Le Sénat refuse d’être une simple chambre d’enregistrement

Pour la dirigeante de l’institution, la structure constitutionnelle actuelle ne doit pas réduire le Sénat à un rôle passif. Elle refuse que la chambre se contente de suivre les impératifs du calendrier gouvernemental. Si certains textes, comme les lois de finances ou les réformes de la Constitution, conservent leur priorité habituelle, la présidente appelle à une nouvelle méthode de dépôt des projets de loi.

S’adressant directement au gouvernement, représenté par le vice-président Hermann Immongault et plusieurs ministres, Huguette Yvonne Nyana Ekoume-Awori a insisté sur la nécessité de fluidifier la navette parlementaire. Une répartition juste et alternée des dossiers dès leur première lecture permettrait de corriger un dysfonctionnement majeur qui entrave l’efficacité des élus.

Cette recherche d’équilibre vise deux objectifs majeurs.
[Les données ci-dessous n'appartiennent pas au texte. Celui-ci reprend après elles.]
PR #2672, opened 2021-04-20
Hospital Admissions per age group charts

VWSCoronaDashboard13:
## Summary

Adding overall and intensive care admission per age group charts

## Detailed design

Created a `hospital` domain that houses the `admissions-per-age-group` chart (almost a duplicate of the positive tested version) which accepts `NlIntensiveCareNicePerAgeGroupValue` and `NlHospitalNicePerAgeGroupValue` allowing us to use this in both places since both types have the same structure. 

Also added the copy in the following structure
``` 
"hospital_admissions_per_age_group": {
    "overall_chart_title": "...",
    "overall_chart_description": "...",
    "ic_chart_title": "...",
    "ic_chart_description": "...",
    "legend": {
      "admissions_age_0_19_per_million": "0-19",
      "admissions_age_20_29_per_million": "20-29",
      "admissions_age_30_39_per_million": "30-39",
      "admissions_age_40_49_per_million": "40-49",
      "admissions_age_50_59_per_million": "50-59",
      "admissions_age_60_69_per_million": "60-69",
      "admissions_age_70_79_per_million": "70-79",
      "admissions_age_80_89_per_million": "80-89",
      "admissions_age_90_plus_per_million": "90+",
      "admissions_overall_per_million": "Alle leeftijden"
    },
    "legend_help_text": "...",
    "line_chart_legend_inaccurate_label": "...",
    "tooltip_labels": {
      "inaccurate": "..."
    }
  },
```

Dummy data isn't great, but it's better than previous iterations 😬

image

## Alternatives

Make separate charts for ic and overall - I think this isn't necessary until there are notable differences between the two


VWSCoronaDashboard1 (approved):

VWSCoronaDashboard10 (approved):

packages/app/src/locale/en.json
```diff
@@ -2949,6 +2935,29 @@
       "inaccurate": "Incomplete"
     }
   },
+  "hospital_admissions_per_age_group": {
+    "overall_chart_title": "Ziekenhuisopnames per leeftijdsgroep door de tijd heen",
+    "overall_chart_description": "Deze grafiek laat zien hoeveel mensen met het coronavirus in een bepaalde leeftijdsgroep in het ziekenhuis zijn opgenomen. In de grafiek worden weektotalen getoond die zijn omgerekend naar 1.000.000 personen in de leeftijdsgroep.",
+    "ic_chart_title": "Intensive care-opnames per leeftijdsgroep door de tijd heen",
+    "ic_chart_description": "Deze grafiek laat zien hoeveel mensen met het coronavirus in een bepaalde leeftijdsgroep in het ziekenhuis zijn opgenomen. In de grafiek worden weektotalen getoond die zijn omgerekend naar 1.000.000 personen in de leeftijdsgroep.",
```
VWSCoronaDashboard8, line 2942: "hospital" and "ic" are two separate data subjects within our application, and they do not overlap even though ic can be seen as part of a hospital of course. 

So it seems there's a little mixup / confusion here with the keys.

packages/app/src/domain/hospital/admissions-per-age-group/admissions-per-age-group.tsx
```diff
@@ -0,0 +1,183 @@
...
+        helpText={text.legend_help_text}
+        selectOptions={interactiveLegendOptions}
+        selection={list}
+        onToggleItem={toggle}
+        onReset={clear}
+      />
+      <Legend items={staticLegendItems} />
+    </>
+  );
+}
```
VWSCoronaDashboard8, line 183: This chart contains a lot of logic related to config and legends. The interactive legend was an afterthought, so I think we will have to take a closer look at improving abstractions to related components, because this feels too much like a workaround for something that could be solved elsewhere.

Entirely not your fault of course. I think you did a great job here. I'll add this to the tech-dept backlog.

VWSCoronaDashboard8 (changes requested):

packages/app/src/locale/en.json
VWSCoronaDashboard13: When you say `data subjects` are you referring to the different tabs in the side bar and how does that inform how it is structured in the locale files? I just put them together because the graph is shared between the two and they are related in that they are grouped together in the sidebar

Would something like this be better?
```
"hospital_admissions_per_age_group_chart": {
    chart text...
},
"hospital_admissions_per_age_group": {
   "chart_title": "...",
   "chart_description": "...",
},
"ic_admissions_per_age_group": {
   "chart_title": "...",
   "chart_description": "...",
},
```

VWSCoronaDashboard8: Yes that looks good to me 👍  With subjects I mean the first name by which we group data/properties on the root level in the schema files. So for NL.json for example you have different data sets starting with hospital_ and ic_ and sewer_ etc. In that sense hospital and ic are considered two different / independent sources of data.

VWSCoronaDashboard13: makes sense 👍

VWSCoronaDashboard8 (approved):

D’une part, il s’agit de stopper l’encombrement systématique des dossiers au sein d’une seule assemblée. D’autre part, cette réforme ambitionne de préserver la qualité des textes législatifs, trop souvent affaiblie par une « dictature de l’urgence » qui nuit à la profondeur des débats. Cet appel à la rigueur institutionnelle invite à une coopération renforcée entre les pouvoirs pour garantir une production législative digne des prérogatives de la Haute Assemblée.